++++ THE INPUT ++++

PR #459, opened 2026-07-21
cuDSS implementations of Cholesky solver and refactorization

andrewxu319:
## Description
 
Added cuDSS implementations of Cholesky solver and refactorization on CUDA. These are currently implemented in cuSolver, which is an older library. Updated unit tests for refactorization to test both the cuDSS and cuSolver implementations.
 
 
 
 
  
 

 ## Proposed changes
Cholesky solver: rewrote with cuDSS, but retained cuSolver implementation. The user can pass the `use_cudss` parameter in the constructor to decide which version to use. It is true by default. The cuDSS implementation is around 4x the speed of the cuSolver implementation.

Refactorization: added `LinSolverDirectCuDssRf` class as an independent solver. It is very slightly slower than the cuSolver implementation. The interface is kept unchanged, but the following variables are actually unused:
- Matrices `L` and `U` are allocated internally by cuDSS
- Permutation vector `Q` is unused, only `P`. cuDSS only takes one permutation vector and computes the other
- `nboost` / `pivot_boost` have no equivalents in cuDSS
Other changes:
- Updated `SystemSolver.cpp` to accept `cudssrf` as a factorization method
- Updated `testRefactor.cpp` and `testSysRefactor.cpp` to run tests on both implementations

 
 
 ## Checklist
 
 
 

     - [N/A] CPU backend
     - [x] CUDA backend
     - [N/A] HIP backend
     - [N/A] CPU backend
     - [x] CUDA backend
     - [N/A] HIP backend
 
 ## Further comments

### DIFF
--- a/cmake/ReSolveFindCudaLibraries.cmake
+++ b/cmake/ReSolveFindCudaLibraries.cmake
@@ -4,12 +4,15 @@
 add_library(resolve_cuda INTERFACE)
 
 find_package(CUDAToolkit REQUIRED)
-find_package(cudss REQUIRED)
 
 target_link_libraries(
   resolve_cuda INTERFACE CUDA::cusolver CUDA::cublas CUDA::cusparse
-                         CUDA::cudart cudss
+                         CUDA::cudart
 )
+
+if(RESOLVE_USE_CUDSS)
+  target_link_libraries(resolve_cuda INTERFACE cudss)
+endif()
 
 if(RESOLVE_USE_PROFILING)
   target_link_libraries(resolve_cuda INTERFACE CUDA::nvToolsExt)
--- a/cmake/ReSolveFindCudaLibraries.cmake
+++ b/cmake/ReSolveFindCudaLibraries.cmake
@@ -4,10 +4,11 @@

++++

**TASK STATEMENT**
Scan the lines above for the word "Updated" and copy every one where it occurs.

**EXERCISE RESULT**
Added cuDSS implementations of Cholesky solver and refactorization on CUDA. These are currently implemented in cuSolver, which is an older library. Updated unit tests for refactorization to test both the cuDSS and cuSolver implementations.
- Updated `SystemSolver.cpp` to accept `cudssrf` as a factorization method
- Updated `testRefactor.cpp` and `testSysRefactor.cpp` to run tests on both implementations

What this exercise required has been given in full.